PR #821, opened 2026-08-25
chore(core): log uncaught SDK coroutine failures instead of crashing the host

mrehan27:
## What

An exception escaping a coroutine launched on an SDK scope currently crashes the host app. This adds a last-resort `CoroutineExceptionHandler` to all five `SdkScopeProvider` scopes that logs the failure and drops it, plus attributable catches at the launch sites that need their own handling.

## Changes

- **`SdkScopeProvider` (core)**: every scope now carries a shared `CoroutineExceptionHandler` that logs via `SDKComponent.logger`. Cancellation is unaffected (coroutines never route `CancellationException` to handlers).
- **`ModuleGeofence`**: the foreground-hook, app-launch, and retry launches catch and log with the failing operation's name, so a failure is attributable instead of falling to the scope's generic log. `CancellationException` is rethrown.
- **`AsyncGeofenceEventTracker`**: the fire-and-forget delivery launch runs on an ad-hoc `CoroutineScope` that has **no** handler at all — an escaping throw crashed the host outright. Now caught and logged; the entry stays in the pending store, so the existing foreground flush retries delivery.

## Behavior

No logic change on success paths. Failure paths that previously crashed the host now log; async delivery failures additionally keep the entry for the existing retry path. Worst case of the backstop itself: an exception that would have crashed the app is logged and dropped — call sites still own their real error handling.

## Testing

- New `SdkScopeProviderTest`: all five scopes log-not-crash, and a failed coroutine doesn't affect siblings on the same scope.
- New `AsyncGeofenceEventTrackerTest` case: store throw is logged, entry kept, no crash.
- Full suite: 3406 tests / 0 failures (debug + release, all modules), `apiCheck` and ktlint green.

### DIFF
--- a/core/src/main/kotlin/io/customer/sdk/core/util/ScopeProvider.kt
+++ b/core/src/main/kotlin/io/customer/sdk/core/util/ScopeProvider.kt
@@ -18,7 +18,9 @@ class SdkScopeProvider(private val dispatchers: DispatchersProvider) : ScopeProv
     // Last-resort net: an exception escaping a coroutine on an SDK scope would crash the
     // host app. This only logs and drops — call sites still own their error handling.
     private val exceptionHandler = CoroutineExceptionHandler { _, throwable ->
-        SDKComponent.logger.error("Uncaught exception in SDK coroutine", throwable = throwable)
+        // Exception spelled into the message: custom log dispatchers (wrapper SDKs) receive only
+        // the message string, not the throwable.
+        SDKComponent.logger.error("Uncaught exception in SDK coroutine: $throwable", throwable = throwable)
     }
 
     override val eventBusScope: CoroutineScope
--- a/core/src/main/kotlin/io/customer/sdk/core/util/ScopeProvider.kt
+++ b/core/src/main/kotlin/io/customer/sdk/core/util/ScopeProvider.kt
@@ -1,5 +1,7 @@
 package io.customer.sdk.core.util
 
+import io.customer.sdk.core.di.SDKComponent
+import kotlinx.coroutines.CoroutineExceptionHandler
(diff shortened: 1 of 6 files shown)


core/src/main/kotlin/io/customer/sdk/core/util/ScopeProvider.kt
```diff
@@ -12,14 +14,21 @@ interface ScopeProvider {
 }
 
 class SdkScopeProvider(private val dispatchers: DispatchersProvider) : ScopeProvider {
+
+    // Last-resort net: an exception escaping a coroutine on an SDK scope would crash the
+    // host app. This only logs and drops — call sites still own their error handling.
+    private val exceptionHandler = CoroutineExceptionHandler { _, throwable ->
+        SDKComponent.logger.error("Uncaught exception in SDK coroutine", throwable = throwable)
```
Shahroz16: When a custom log dispatcher is installed, LoggerImpl only forwards the message and drops the throwable. Could we include the exception type or message in the primary log message so wrapper consumers retain enough context to diagnose the failure?

Shahroz16 (approved):
Looks good overall.

core/src/main/kotlin/io/customer/sdk/core/util/ScopeProvider.kt
mrehan27: Good catch — confirmed: `LoggerImpl` only hands the dispatcher `(level, message)`, so the throwable never reached wrapper consumers. Fixed in 34604e73: the exception is now spelled into the message (`: $throwable` → type + message), and the throwable is still passed along so Logcat keeps the full stack trace.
——
# The task:
Your task is to show every line of the listing above containing "call".

# Expected answer:
No logic change on success paths. Failure paths that previously crashed the host now log; async delivery failures additionally keep the entry for the existing retry path. Worst case of the backstop itself: an exception that would have crashed the app is logged and dropped — call sites still own their real error handling.
     // host app. This only logs and drops — call sites still own their error handling.
+    // host app. This only logs and drops — call sites still own their error handling.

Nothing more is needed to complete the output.